What you will do:
Copy out, exactly, the first line of the entries below and every line after it through the one containing "## Description".

========================

PR #142, opened 2025-07-20
add filter_time function

jf15558:
# Function name
filter_time

## Description
A function to trim fossil occurrences to within a specified temporal duration and/or level of precision, using either stratigraphic interval names or absolute numeric values. There is an additional convenience feature, which I have had recent cause to use, to permit some occurrences which fall above a specified level of temporal precision to be retained for the sake of taxonomic completeness of the occurrence dataset.

Current commit contains commented code, documentation and examples for code review. testhat to be added following any changes from code review.

## Motivation and Context

Trimming and filtering by stratigraphic duration is a common preliminary phase of many palaeobiological work flows. While such a procedure can be readily implemented using logical subsetting in base R, there are multiple ways of achieving this, hence why a single standardised function will conceivably be of use.

- [  ] If it is a core feature, I have added thorough tests.


willgearty (changes requested):
Sorry for the delay on this review @jf15558, but this is a really great first draft! I will definitely be using this function a lot in my own research scripts!

I have a batch of comments, but it's definitely very close already. Don't forget you'll still need the following before it can be merged:

- generated docs (`devtools::document()`) (I wonder if we could automate this in the future...)
- add filter_time to an appropriate category in _pkgdown.yml
- add a `NEWS.md` item

R/filter_occs_time.R
```diff
@@ -0,0 +1,277 @@
+#' filter_occs_time
```
willgearty, line 1: Sorry, I wasn't saying you needed to change the name of the function (in fact, I think the old function name worked quite well and matches our existing naming scheme), just that this first line should literally be a title for the function (see suggestion)

```suggestion
#' Filter fossil occurrences by time
```

R/filter_occs_time.R
```diff
@@ -0,0 +1,277 @@
...
+#' to trim to. Only one interval name should be supplied, which should be
+#' present in column `interval_name` in `bins`.
+#' @param min_age `numeric`. The minimum absolute occurrence age to trim to.
+#' Ignored if `youngest_bin` is supplied.
+#' @param max_age `numeric`. The maximum absolute occurrence age to trim to.
+#' Ignored if `oldest_bin` is supplied.
+#' @param uncertainty A numeric value denoting the maximum tolerable temporal
+#' uncertainty for retaining occurrences. Alternatively, if this argument is set
+#' to "bin", then only occurrences which span no more than `nbin` intervals in
+#' `bins` will be retained.
```
willgearty, line 37: I definitely did not expect you to actually implement the `nbin` option, so maybe now this should be "bins" like before 🙈 (I had suggested "bin" because it was originally only one bin)? It probably doesn't matter (and you could also say "bins" but also catch "bin" as well), so I'll leave the decision up to you (and the other reviewer).

R/filter_occs_time.R
```diff
@@ -0,0 +1,277 @@
...
+#' the filtering parameters used, it is possible that all or no occurrences
+#' will be discarded, resulting in an empty `data.frame` or an unchanged data
+#' set respectively.
+#'
+#' @details
+#' When trimming by stratigraphic interval names, the boundary ages of
+#' `youngest_bin` and `oldest_bin` are taken from their entries in `bins`.
+#' Occurrences with maximum ages younger than or equal to the upper boundary
+#' age of `youngest_bin` or minimum ages older than or equal to the lower
+#' boundary age of `oldest_bin` will be discarded.
```
willgearty, line 63: Unless I'm mistaken, I think this better matches what the code is doing here?
https://github.com/jf15558/palaeoverse/blob/b8df3dd76700c9f0532ae5c84c4c45dfe22145b3/R/filter_occs_time.R#L215-L216

```suggestion
#' Occurrences with maximum ages younger than the upper boundary
#' age of `youngest_bin` or minimum ages older than the lower
#' boundary age of `oldest_bin` will be discarded.
```

willgearty (changes requested):
Thanks for humoring my suggestions, @jf15558! Just a couple more comments. We'll also probably want a second review before merging, but I don't think I'll have any other comments after this.

willgearty (approved):
Thanks again for addressing all of my little requests @jf15558! Looks like there might still be some edge cases that we could catch in tests ([see here](https://app.codecov.io/github/palaeoverse/palaeoverse/pull/142/blob/R/filter_time.R)), but it's not super necessary. Otherwise looks good to me!

Maybe @LewisAJones or @bethany-j-allen could contribute the second review?

R/filter_time.R
```diff
@@ -0,0 +1,340 @@
+#' Filter fossil occurrences by time
+#'
+#' @description
```
LewisAJones, line 3: Currently, we don't actually include this roxygen tag in other function documentation (it's not strictly necessarily). However, perhaps we should start doing so... 

Any thoughts @willgearty @etiennebacher?

R/filter_time.R
```diff
@@ -0,0 +1,340 @@
...
+#' @param overlap `logical`. Occurrences which partially overlap with the set
+#' filtering duration are discarded by default, so that the returned data falls
+#' strictly within these bounds. Set to `TRUE` to retain overlaps instead.
+#' @param uncertainty A numeric value denoting the maximum tolerable temporal
+#' uncertainty for retaining occurrences. Alternatively, if this argument is
+#' set to "bins", then only occurrences which span no more than `n_bins`
+#' intervals in `bins` will be retained.
+#' @param n_bins `numeric` The maximum tolerable bin-wise uncertainty above
+#' which occurrences will be discarded if `uncertainty = "bins"`.
+#' @param retain.taxa `logical`. Complete loss of some taxa may occur if all
```
LewisAJones, line 41: Hmmm do we want to encourage this? I think it should be expected that we lose some data when filtering. With this argument, wouldn't we end up essentially keeping occurrences we are more uncertain about, while removing many occurrences which are more constrained? What does this mean for downstream analyses? 

Also, is there a strong reason to use "retain.taxa" over "retain_taxa"?

R/filter_time.R
```diff
@@ -0,0 +1,340 @@
+#' Filter fossil occurrences by time
+#'
+#' @description
+#' A function to trim fossil occurrences to within specified stratigraphic
+#' bounds and/or degree of precision. Filtering can be performed on
+#' occurrences with point or uncertainty-bounded ages using stratigraphic
+#' interval names or absolute numeric ages.
+#'
+#' @param occdf `data.frame`. The fossil occurrences you wish to filter. This
```
LewisAJones, line 9: Obviously, we're going to be doing a big overhaul of the package docs including parameter definitions. However, I'd suggest reviewing other functions in the package and bringing this more in line with the wording elsewhere, e.g.
```suggestion
#' @param occdf `data.frame`. A dataframe of the fossil occurrences you wish to filter. This
```

LewisAJones, line 9: This doesn't really matter, but just aiming for consistency with other function docs
```suggestion
#' @param occdf \code{data.frame}. The fossil occurrences you wish to filter. This
```

R/filter_time.R
```diff
@@ -0,0 +1,340 @@
...
+#' must contain minimum and maximum occurrence age columns, or a column of
+#' point ages. All must be numeric and cannot contain missing values.
+#' @param bins This may be left as `NULL` if filtering by numeric values only.
```
LewisAJones, line 12:
```suggestion
#' @param bins \code{data.frame}. This may be left as `NULL` if filtering by numeric values only.
```

I think it would also be best to flip this parameter definition. For example: 

A dataframe of time bins used to look up numeric ages for filtering fossil occurrences, such as that returned by [time_bins()]. This must contain at least three named columns: `max_ma`, `min_ma`, and `interval_name`. No column can contain missing values and columns `max_ma` and `min_ma` must be numeric. If `NULL` (default), filtering is by numeric values only.

R/filter_time.R
```diff
@@ -0,0 +1,340 @@
...
+#' Otherwise, a `data.frame` of time bins used to look up numeric ages for
+#' filtering fossil occurrences, such as that returned by [time_bins()]. This
+#' must contain at least three columns as named by `max_ma`, `min_ma` and
+#' `interval_name`. No column can contain missing values and columns `max_ma`
+#' and `min_ma` must additionally be numeric.
+#' @param min_ma `character`. The name of the column you wish to be treated as
+#' minimum ages in `occdf` and `bins`. `min_ma` in `occdf` can instead be
```
LewisAJones, line 19: In the `bins` parameter documentation you state that the column must be named as "max_ma" and "min_ma", but here you suggest that it can be specified?

R/filter_time.R
```diff
@@ -0,0 +1,340 @@
...
+#' treated as point ages.
+#' @param max_ma `character`. The name of the column you wish to be treated as
+#' maximum ages in `occdf` and `bins`. `max_ma` in `occdf` can instead be
+#' treated as point ages (i.e. the same column name as for `min_ma`).
+#' @param interval_name `character` The name of the column in `bins` that
+#' contains the interval names.
+#' @param min_age The minimum desired occurrence age. This can be either a
+#' numeric value or an interval name, which then must be present in column
+#' `interval_name` in `bins`.
+#' @param max_age The maximum desired occurrence age. This can be either a
```
LewisAJones, line 29: As the function can take both ages and interval names (e.g. stages, periods, etc)... Is there a more generic argument name we can have here?

R/filter_time.R
```diff
@@ -0,0 +1,340 @@
...
+#' filtering fossil occurrences, such as that returned by [time_bins()]. This
+#' must contain at least three columns as named by `max_ma`, `min_ma` and
+#' `interval_name`. No column can contain missing values and columns `max_ma`
+#' and `min_ma` must additionally be numeric.
+#' @param min_ma `character`. The name of the column you wish to be treated as
+#' minimum ages in `occdf` and `bins`. `min_ma` in `occdf` can instead be
+#' treated as point ages.
+#' @param max_ma `character`. The name of the column you wish to be treated as
+#' maximum ages in `occdf` and `bins`. `max_ma` in `occdf` can instead be
+#' treated as point ages (i.e. the same column name as for `min_ma`).
```
LewisAJones, line 23: We used to explicitly state we allowed point age estimates in `bin_time` but removed it to avoid confusion. I wonder if we should just mention how users could use the function with point age estimates in the details and provide an example?

R/filter_time.R
```diff
@@ -0,0 +1,340 @@
...
+#' @param interval_name `character` The name of the column in `bins` that
```
LewisAJones, line 24:
```suggestion
#' @param interval_name `character`. The name of the column in `bins` that
```

R/filter_time.R
```diff
@@ -0,0 +1,340 @@
...
+#' contains the interval names.
+#' @param min_age The minimum desired occurrence age. This can be either a
+#' numeric value or an interval name, which then must be present in column
+#' `interval_name` in `bins`.
+#' @param max_age The maximum desired occurrence age. This can be either a
+#' numeric value or an interval name, which then must be present in column
+#' `interval_name` in `bins`.
+#' @param overlap `logical`. Occurrences which partially overlap with the set
```
LewisAJones, line 32: Should this argument name be more explicit? e.g. keep_overlap/drop_overlap?

R/filter_time.R
```diff
@@ -0,0 +1,340 @@
...
+#' filtering duration are discarded by default, so that the returned data falls
+#' strictly within these bounds. Set to `TRUE` to retain overlaps instead.
+#' @param uncertainty A numeric value denoting the maximum tolerable temporal
+#' uncertainty for retaining occurrences. Alternatively, if this argument is
```
LewisAJones, line 36: Are there instances where individuals may want to combine both `uncertainty` and `n_bins`? In general, I think it is better when arguments don't interact too much... `n_bins` could just be applied when it isn't `NULL`? 

You could also have age_uncertainty and bin_uncertainty if you wanted to be really specific?

R/filter_time.R
```diff
@@ -0,0 +1,340 @@
...
+#' set to "bins", then only occurrences which span no more than `n_bins`
+#' intervals in `bins` will be retained.
+#' @param n_bins `numeric` The maximum tolerable bin-wise uncertainty above
+#' which occurrences will be discarded if `uncertainty = "bins"`.
+#' @param retain.taxa `logical`. Complete loss of some taxa may occur if all
+#' their occurrences exceed the temporal uncertainty criterion. If this is
+#' undesirable, occurrences for these taxa will be retained as exceptions to
+#' the this filtering criterion.
+#' @param taxa `character`. The name of the column you wish to be treated as
```
LewisAJones, line 45: If we removed `retain.taxa` this could also go, helping to streamline the function a little

R/filter_time.R
```diff
@@ -0,0 +1,340 @@
...
+#' taxon names in `occdf` if `retain.taxa = TRUE`.
+#' @param verbose `logical`. Sets if the impact of time filtering is reported
```
LewisAJones, line 47: I think some users would like this report, and Bethany seems to think so too, but personally I don't like the console being flooded with messages. If you want to keep this, I'd suggest having this argument set to FALSE by default. I'd also make the messaging more generic (e.g. X occurrences dropped). This might be something we want to eventually propagate across other functionality?... I can imagine a suite of `filter_*` functions

R/filter_time.R
```diff
@@ -0,0 +1,340 @@
...
+#' will be an additional column called `retained`, consisting of `0` for
+#' occurrences which met all filtering criteria and `1` for occurrences which
+#' were retained for taxonomic completeness. Depending on the filtering
+#' parameters used, all or no occurrences may be discarded.
+#'
+#' @details
+#' When filtering by stratigraphic bounds, minimum or maximum ages can be used
+#' individually, or at the same time. By default occurrences which do not fall
+#' fully within the bounds set by `min_age` and/or `max_age` are discarded.
+#' This behaviour can be toggled by setting `strict = FALSE` to retain
```
LewisAJones, line 62: This argument doesn't exist?

R/filter_time.R
```diff
@@ -0,0 +1,340 @@
...
+#' occurrences which partially overlap with the bounds set. If using
+#' stratigraphic interval names, `min_age` is internally set to its interval
+#' upper boundary age and `max_age` to its interval lower boundary age using
+#' the interval durations in `bins`. Otherwise, the numeric minimum and maximum
+#' values are used directly.
+#'
+#' When filtering by stratigraphic precision, if `uncertainty = "bins"`, the
```
LewisAJones, line 69: This is quite a high-level interaction between functions, and `bin_time` is likely to go through some changes in the coming months. This depends a little on how we want users to use our functions, but I could imagine this being a good opportunity for showing how things can be piped together instead? However, I do like the simplicity for users of including this here. I think this is a discussion point for us on this function.

R/filter_time.R
```diff
@@ -0,0 +1,340 @@
...
+#' not reintroduced in this way, nor are occurrences with missing entries in
+#' the column specified by `taxa` (i.e., those with `NA` values).
+#'
+#' * This procedure may be convenient for downstream analyses where the taxa
+#' present in a occurrence data set must match those in a different one (e.g.,
+#' a phylogeny), but a user should carefully consider whether it is necessary
+#' or reasonable to use poorer quality data analytically.
+#'
+#' @section Developer(s): Joseph T. Flannery-Sutherland
+#' @section Reviewer(s): William Gearty, Bethany Allen, Lewis Jones
```
LewisAJones, line 117:
```suggestion
#' @section Reviewer(s): William Gearty, Bethany Allen, Lewis A. Jones
```

R/filter_time.R
```diff
@@ -0,0 +1,340 @@
...
+#'
+#' @examples
+#' # get internal tetrapod data and GTS2020 stages
```
LewisAJones, line 120: Standardising to other function examples docs (implement for all)
```suggestion
#' # Get internal tetrapod data and GTS2020 stages
```

R/filter_time.R
```diff
@@ -0,0 +1,340 @@
...
+#' occdf <- tetrapods[1:100, ]
+#' stages <- time_bins(rank = "stage")
+#'
+#' # trim to Kungurian occurrences
```
LewisAJones, line 124: I think we should avoid using "trim" and maybe stick to filter, remove, or exclude

R/filter_time.R
```diff
@@ -0,0 +1,340 @@
...
+#'                         min_age = "Wuchiapingian", max_age = "Asselian",
+#'                         uncertainty = 20, retain.taxa = TRUE, taxa = "genus")
+#'
+#' @export
+
+filter_time <- function(occdf, bins = NULL,
+                        min_ma = "min_ma", max_ma = "max_ma", interval_name = "interval_name",
+                        min_age = NULL, max_age = NULL, overlap = FALSE,
+                        uncertainty = NULL, n_bins = 1,
+                        retain.taxa = FALSE, taxa = NULL, verbose = T) {
```
LewisAJones, line 158:
```suggestion
                        retain.taxa = FALSE, taxa = NULL, verbose = FALSE) {
```

R/filter_time.R
```diff
@@ -0,0 +1,340 @@
...
+
+  # occdf <- data.frame(genus   = c("A", "A", "B", "B", "B", "C", "D", "E", "E", "F"),
```
LewisAJones, line 160: A reminder to remove this for function testing!

R/filter_time.R
```diff
@@ -0,0 +1,340 @@
...
+  # overlap = F
+  # uncertainty = "bins"
+  # n_bins = 2
+  # retain.taxa = FALSE
+  # taxa = NULL
+  # verbose = T
+
+  # check occurrence data and copy for filtering
+  if (is.data.frame(occdf) == FALSE) {
+    stop("`occdf` should be a data.frame.")
```
LewisAJones, line 186: This needs changing elsewhere in palaeoverse but I guess "should" implies some flexibility (which is not correct)
```suggestion
    stop("`occdf` must be a data.frame.")
```

R/filter_time.R
```diff
@@ -0,0 +1,340 @@
...
+  }
+
+  # check arguments
+  if (any(c(!is.atomic(min_ma), length(min_ma) != 1, !min_ma %in% colnames(occdf),
```
LewisAJones, line 190: Should this be `is.character`? 
```suggestion
  if (any(c(!is.character(min_ma), length(min_ma) != 1, !min_ma %in% colnames(occdf),
```

I would also say you're checking multiple conditions here and the error message doesn't necessarily help for some cases. For example, imagine a user makes a typo in the column name.

R/filter_time.R
```diff
@@ -0,0 +1,340 @@
...
+            !is.atomic(max_ma), length(max_ma) != 1, !max_ma %in% colnames(occdf)))) {
+    stop("Please specify `min_ma` and `max_ma` as column names in `occdf`.")
+  }
+  if (!is.null(max_ma)) {
+    if (any(c(!is.atomic(min_ma), length(min_ma) != 1, !min_ma %in% colnames(occdf)))) {
+      stop("If not NULL, please specify `max_ma` as a column name in `occdf`.")
+    }
+  }
+  if (any(is.na(occdf[, min_ma])) || any(is.na(occdf[, max_ma]))) {
```
LewisAJones, line 199: Could also be split out to help the user locate issues in their dataset?

R/filter_time.R
```diff
@@ -0,0 +1,340 @@
...
+    stop(paste0("NA values detected in ", min_ma, " or ", max_ma, " in `occdf`"))
+  }
+  if (!is.numeric(occdf[, min_ma]) || !is.numeric(occdf[, max_ma])) {
```
LewisAJones, line 202: Could also be split out to help the user locate issues in their dataset?

R/filter_time.R
```diff
@@ -0,0 +1,340 @@
...
+      stop(paste0("Either: ", interval_name, ", ", max_ma, " or ", min_ma, " column(s) do not exist in `bins`."))
+    }
+    if (any(is.na(bins))) {
+      stop(paste0("NA values detected in `bins`."))
+    }
+    if (!is.numeric(bins[, min_ma]) || !is.numeric(bins[, max_ma])) {
+      stop("Columns `min_ma` and `max_ma` in `bins` should contain numeric values.")
+    }
+    if (!any(c(bins[, max_ma], bins[, min_ma]) %in% c(occdf[, max_ma], occdf[, min_ma]))) {
+      warning("No shared ages between `bins` and `occdf`. Check the time scale and range of your data.")
```
LewisAJones, line 229: Do they need to be shared?

I imagine we would want to check whether they are in range of each other and overlap (i.e. test maximum and minimum ages) but not whether exact numeric ages match?

R/filter_time.R
```diff
@@ -0,0 +1,340 @@
...
+#' # trim to occurrences within the stages of the Permian, and filter to those
+#' # with age uncertainties less than or equal to 15 million years, but allow
+#' # some less precise occurrences to remain to prevent loss of any taxa.
+#' trimmed7 <- filter_time(occdf, bins = stages,
+#'                         min_age = "Wuchiapingian", max_age = "Asselian",
+#'                         uncertainty = 20, retain.taxa = TRUE, taxa = "genus")
+#'
+#' @export
+
+filter_time <- function(occdf, bins = NULL,
```
LewisAJones, line 154: Is there value in having this split into a couple of functions? Something along the lines of:

- filter_by_age
- filter_by_interval

This could clean up and streamline a lot of the documentation?

R/filter_time.R
```diff
@@ -0,0 +1,340 @@
...
+    }
+    min_age <- bins[which(bins[, interval_name] == min_age), min_ma]
+  }
+  if (is.character(max_age)) {
+    if (!max_age %in% bins[, interval_name]) {
+      stop("`max_age` is not an interval name in `bins`.")
+    }
+    max_age <- bins[which(bins[, interval_name] == max_age), max_ma]
+  }
+  if (is.numeric(min_age)) {
```
LewisAJones, line 247: I guess we should have already checked whether min_age / max_age are character or numeric in the error handling, so we could probably just use if and else statements for L234--258? Equally, this is also fine!

R/filter_time.R
```diff
@@ -0,0 +1,340 @@
...
+    occdf <- occdf[which(occdf[,max_ma] > min_age),]
+    if (!overlap) {
+      occdf <- occdf[which(occdf[,min_ma] >= min_age),]
+    }
+  }
+  if (is.numeric(max_age)) {
+    occdf <- occdf[which(occdf[,min_ma] < max_age),]
```
LewisAJones, line 254: Small edit for code style/consistency (check throughout)
```suggestion
    occdf <- occdf[which(occdf[ ,min_ma] < max_age),]
```

R/filter_time.R
```diff
@@ -0,0 +1,340 @@
...
+    if (!overlap) {
+      occdf <- occdf[which(occdf[,max_ma] <= max_age),]
+    }
+  }
+  if (all(!is.null(min_age), !is.null(max_age))) {
+    if (min_age >= max_age) {
+      stop("The minimum filtering age is not younger than than the maximum filtering age.")
```
LewisAJones, line 261:
```suggestion
      stop("The minimum filtering age is greater than the maximum filtering age.")
```

LewisAJones (changes requested):
Hi @jf15558, sorry for the delay on reviewing this. I've now given this a once over, and I really like the intended purpose. 

As you'll see, I have a few comments, but my main point for discussion is whether this function should actually be split out into a couple of functions? Currently, you can filter using numeric ages or interval names. I like having these options but I wonder if it makes more sense to have a filter_by_age and filter_by_interval (or similar) function. This would streamline a lot of the documentation and the internal code making both easier to maintain and support the user in getting started quickly.

Minor points:
- I came across a few instances of typos, or outdated documentation, so it's probably worth doing a proofread before the next review stage.
- There are some cases where error handling and messaging could be clearer for the user (e.g. multiple error handling tests but the error message wouldn't always help the user in debugging).
- There are a few instances where code style does not strictly follow our standards ([tidyverse style guide](https://style.tidyverse.org)). We still need to improve some of this in the broader package, but better to catch this now!

I'll give this another, more thorough review once we've decided on the ultimate direction of this function. I don't think too fine edits are helpful at this stage!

========================

Result for this task:
PR #142, opened 2025-07-20
add filter_time function

jf15558:
# Function name
filter_time

## Description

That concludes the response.